> **Data to process**
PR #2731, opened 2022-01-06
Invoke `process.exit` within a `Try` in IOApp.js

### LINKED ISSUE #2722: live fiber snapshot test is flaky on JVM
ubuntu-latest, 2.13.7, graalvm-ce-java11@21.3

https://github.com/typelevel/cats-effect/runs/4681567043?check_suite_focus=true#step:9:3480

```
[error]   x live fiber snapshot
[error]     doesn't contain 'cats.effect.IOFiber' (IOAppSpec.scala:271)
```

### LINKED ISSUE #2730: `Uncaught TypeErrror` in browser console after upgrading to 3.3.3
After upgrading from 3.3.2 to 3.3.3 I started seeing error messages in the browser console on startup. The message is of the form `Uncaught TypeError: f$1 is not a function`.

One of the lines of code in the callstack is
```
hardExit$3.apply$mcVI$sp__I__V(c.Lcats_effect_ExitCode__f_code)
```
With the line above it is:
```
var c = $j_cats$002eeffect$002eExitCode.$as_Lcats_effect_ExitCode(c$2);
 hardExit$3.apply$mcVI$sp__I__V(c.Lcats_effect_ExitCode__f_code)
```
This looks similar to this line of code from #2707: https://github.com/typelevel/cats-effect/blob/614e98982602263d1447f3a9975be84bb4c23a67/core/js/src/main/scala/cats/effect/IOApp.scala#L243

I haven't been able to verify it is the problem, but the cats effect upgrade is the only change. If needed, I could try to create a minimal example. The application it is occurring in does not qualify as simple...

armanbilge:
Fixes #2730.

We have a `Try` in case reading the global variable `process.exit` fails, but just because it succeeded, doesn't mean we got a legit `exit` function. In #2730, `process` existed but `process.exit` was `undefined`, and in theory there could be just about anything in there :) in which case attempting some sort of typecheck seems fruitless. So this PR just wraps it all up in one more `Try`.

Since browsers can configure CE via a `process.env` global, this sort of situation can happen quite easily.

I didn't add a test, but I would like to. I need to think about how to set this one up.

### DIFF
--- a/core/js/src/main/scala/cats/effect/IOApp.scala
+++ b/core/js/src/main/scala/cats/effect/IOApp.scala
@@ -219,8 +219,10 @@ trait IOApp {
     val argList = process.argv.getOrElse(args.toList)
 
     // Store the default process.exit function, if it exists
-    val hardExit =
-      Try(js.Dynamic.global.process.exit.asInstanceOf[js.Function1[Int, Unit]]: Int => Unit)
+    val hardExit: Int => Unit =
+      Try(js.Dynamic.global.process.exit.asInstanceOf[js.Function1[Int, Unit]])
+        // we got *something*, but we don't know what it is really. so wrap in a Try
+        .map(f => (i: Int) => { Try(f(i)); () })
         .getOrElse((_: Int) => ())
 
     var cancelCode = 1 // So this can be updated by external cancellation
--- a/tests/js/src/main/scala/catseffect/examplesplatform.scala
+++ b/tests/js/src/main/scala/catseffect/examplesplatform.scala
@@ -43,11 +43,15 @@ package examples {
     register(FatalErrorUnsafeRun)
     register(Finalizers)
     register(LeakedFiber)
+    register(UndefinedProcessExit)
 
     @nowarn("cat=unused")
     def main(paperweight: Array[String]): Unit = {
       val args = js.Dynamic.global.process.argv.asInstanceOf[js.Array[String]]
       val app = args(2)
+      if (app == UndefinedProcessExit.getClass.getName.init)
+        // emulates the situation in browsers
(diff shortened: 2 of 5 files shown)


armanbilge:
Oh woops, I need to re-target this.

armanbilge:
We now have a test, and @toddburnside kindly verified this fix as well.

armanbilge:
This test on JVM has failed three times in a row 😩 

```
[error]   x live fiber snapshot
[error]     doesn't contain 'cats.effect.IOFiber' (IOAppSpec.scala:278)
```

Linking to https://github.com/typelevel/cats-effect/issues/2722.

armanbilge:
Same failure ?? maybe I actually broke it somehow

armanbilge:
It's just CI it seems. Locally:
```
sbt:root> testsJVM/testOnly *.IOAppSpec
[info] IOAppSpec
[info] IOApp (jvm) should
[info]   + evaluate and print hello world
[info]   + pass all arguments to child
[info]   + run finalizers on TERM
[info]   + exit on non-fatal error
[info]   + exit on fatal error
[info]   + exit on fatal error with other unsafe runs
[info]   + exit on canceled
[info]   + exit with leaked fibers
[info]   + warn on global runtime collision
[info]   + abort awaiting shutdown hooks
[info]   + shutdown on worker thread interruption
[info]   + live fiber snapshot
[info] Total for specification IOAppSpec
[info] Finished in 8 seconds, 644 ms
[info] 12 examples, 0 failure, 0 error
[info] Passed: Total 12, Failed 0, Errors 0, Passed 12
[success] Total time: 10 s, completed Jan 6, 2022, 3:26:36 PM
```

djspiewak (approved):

> **Assignment**
Pick out the lines above that hold the string "Uncaught" and show them.

> **Written answer**
### LINKED ISSUE #2730: `Uncaught TypeErrror` in browser console after upgrading to 3.3.3
After upgrading from 3.3.2 to 3.3.3 I started seeing error messages in the browser console on startup. The message is of the form `Uncaught TypeError: f$1 is not a function`.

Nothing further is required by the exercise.